Ajman TV
- Broadcast area: United Arab Emirates

Programming
- Language(s): Arabic
- Picture format: 16:9 SD (576i) HD (1080i)

Ownership
- Owner: Al-Murad Group

History
- Launched: 1 February 1996; 29 years ago

Links
- Website: ajmantv.com

= Ajman TV =

Ajman TV is an Emirati commercial television station broadcasting from the Emirate of Ajman. The channel is owned by Al-Murad Group, who also owns the Ajman Independent Studios and Channel 4 FM.

==History==
Ajman TV began broadcasting on 1 February 1996, long after the founding of the Ajman Independent Studios, which as of the time of the TV station's launch had produced over 7,000 hours of content.
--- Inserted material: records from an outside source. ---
Issue #3060, opened 2019-10-22
Crash UIApplicationInvalidInterfaceOrientation in -[UIViewController setInterfaceOrientation:]


MichaelWTA:
Similar to old ticket that was abandoned:
https://github.com/forcedotcom/SalesforceMobileSDK-iOS/issues/2723

We only support landscape in our app by setting `Supported interface orientations (iPad)` in our `info.plist` file.

1. Version of Mobile SDK Used: 7.3.0
2. Issue found in Native App or Hybrid App: Native
3. OS Version: iOS 12.4.1
4. Device: iPad Air 2
5. Steps to reproduce: Unknown. Seems to occur randomly on SF login screen. One report reads as follows:
> opened the app (horizontally), SF SSO tried to go vertically, I turned the iPad vertically and then horizontaly, app crashed (no message)
6. Actual behavior: Crash with no message
7. Expected Behavior: Don't crash or try to present vertical login screen
8. Error Log:

> Last Exception BackTrace: UIApplicationInvalidInterfaceOrientation: Supported orientations has no common orientation with the application, and [UIAlertController shouldAutorotate] is returning YES

> 0	CoreFoundation	0x000000020061527c	__exceptionPreprocess
> 1	libobjc.A.dylib	0x00000001ff7ef9f4	objc_exception_throw
> 2	CoreFoundation	0x000000020051f4ac	+[NSException raise:format:]
> 3	UIKitCore	0x000000022cd0210c	-[UIViewController __supportedInterfaceOrientations]
> 	4	UIKitCore	0x000000022cd02668	-[UIViewController __withSupportedInterfaceOrientation:apply:]
> 5	UIKitCore	0x000000022cd02e8c	-[UIViewController setInterfaceOrientation:]
> 6	UIKitCore	0x000000022cceda88	-[UIViewController viewDidMoveToWindow:shouldAppearOrDisappear:]
> 7	UIKitCore	0x000000022d71e340	-[UIView(Internal) _didMoveFromWindow:toWindow:]
> 8	UIKitCore	0x000000022d711b20	__45-[UIView(Hierarchy) _postMovedFromSuperview:]_block_invoke
> 9	Foundation	0x0000000200f8faf0	-[NSISEngine withBehaviors:performModifications:]
> 10	UIKitCore	0x000000022d711a04	-[UIView(Hierarchy) _postMovedFromSuperview:]
[...]

PR #2503, opened 2018-04-24
Solves window related status bar & rotation issues

trooper2013:
@bhariharan based on our offline discussions about issues related to multiple windows, I'm finally  changing the window manager implementation to move away from the current strategy of adjusting transparency of windows. This fix involves moving away from the current approach of adjusting transparency of windows, to a model where the windows will show and hide instead.   Side effect  - window transitions may not be as smooth.

PR #3063, opened 2019-10-23
Avoid returning restrictive supportedInterfaceOrientation that causes crashes.

MichaelWTA:
This will avoid crashes when the parent application doesn't support the given orientation.
Should solve this issue:
https://github.com/forcedotcom/SalesforceMobileSDK-iOS/issues/3060

And is related to this common issue described on StackOverflow:
https://stackoverflow.com/questions/32169216/ios-error-supported-orientations-has-no-common-orientation-with-the-application

Let me know whether I should be concerned with the failing tests, or if this doesn't fit the desired code style.

### DIFF
--- a/libs/SalesforceSDKCore/SalesforceSDKCore/Classes/Login/SFLoginViewController.m
+++ b/libs/SalesforceSDKCore/SalesforceSDKCore/Classes/Login/SFLoginViewController.m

The station was inaugurated by Sheikh Humaid bin Rashid Al Nuaimi III of Ajman and broadcast a terrestrial signal on UHF channel 26. The station was known as "Channel 4" because it was the fourth television station in the United Arab Emirates, after Sharjah TV, Emirates Dubai Television (the current Dubai TV which also included Dubai 33, the current Dubai One) and Abu Dhabi Television. On 1 February 1998, two years after the terrestrial launch, Ajman TV expanded its reach by starting its satellite broadcasts on the Arabsat satellite. By 2002, Ajman TV had cemented its position thanks to its broadcast of quiz and game shows, as well as drama and family entertainment. In its early years, Ajman TV had the only English-language special program during Ramadan a quiz show.

In August 2003, it started broadcasting Channel 7 to 9, carrying Hindi programming. Drama series were supplied by Star Plus.